*** Opening of Available records ***
PR #58, opened 2019-12-10
Support for nested modules

gasinvein:
Handle sub-modules of other modules, e.g. cases like this:
```yaml
id: tld.domain.App
modules:
  - name: the-app
    sources:
      - ...
    modules:
      - name: some-dependency
        sources:
          - ...
```
Currently sub-modules are ignored.

### DIFF
--- a/src/checker.py
+++ b/src/checker.py
@@ -67,9 +67,11 @@ class ManifestChecker:
         dump_manifest(contents, path)
 
     def _collect_external_data(self, path, json_data):
-        modules = json_data.get('modules', [])
+        modules = json_data.get('modules')
         if modules is None:
-            log.error("Failed to deserialize \"modules\" in %s", path)
+            return
+        elif not isinstance(modules, list):
+            log.warning("\"modules\" in %s is not a list", path)
             return
         for module in modules:
             if isinstance(module, str):
--- a/src/checker.py
+++ b/src/checker.py
@@ -69,8 +69,9 @@ class ManifestChecker:
     def _collect_external_data(self, path, json_data):
         for module in json_data.get('modules', []):
             if isinstance(module, str):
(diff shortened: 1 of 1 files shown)


src/checker.py
```diff
@@ -67,7 +67,11 @@ def _dump_manifest(self, path):
         dump_manifest(contents, path)
 
     def _collect_external_data(self, path, json_data):
-        for module in json_data.get('modules', []):
+        modules = json_data.get('modules', [])
+        if modules is None:
+            log.error("Failed to deserialize \"modules\" in %s", path)
+            return
+        for module in modules:
```
wjt, line 76: `error` definitely seems too high severity here, and the proposed message is not correct – it was successfully deserialized, as `None`. I personally wouldn't bother logging anything. I suggest:

```python3
modules = json_data.get("modules")
if not modules:
    return
for module in modules:
```

wjt (changes requested):
Great catch! One change proposed. A test would be nice but not essential.

src/checker.py
gasinvein: Maybe check if `modules` is a `list`? Any other type probably should be ignored.

gasinvein: Would this be fine?
```python
        modules = json_data.get('modules')
        if modules is None:
            return
        elif not isinstance(modules, list):
            log.warning("Failed to deserialize \"modules\" in %s", path)
            return
```

wjt: Sure, I'd prefer something like:

```python3
            log.warning('"modules" in %s is not a list', path)
```

(or with the quotes the other way around, to taste)

wjt (approved):

wjt:
Thank you!

gasinvein:
No problem. If I'll manage to create a test-case for this, will open a new PR.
*** Close of Available records ***
**Task objective:**
If a line in the records above contains the word "class", copy it.

**Exercise answer:**
@@ -67,9 +67,11 @@ class ManifestChecker:
@@ -69,8 +69,9 @@ class ManifestChecker:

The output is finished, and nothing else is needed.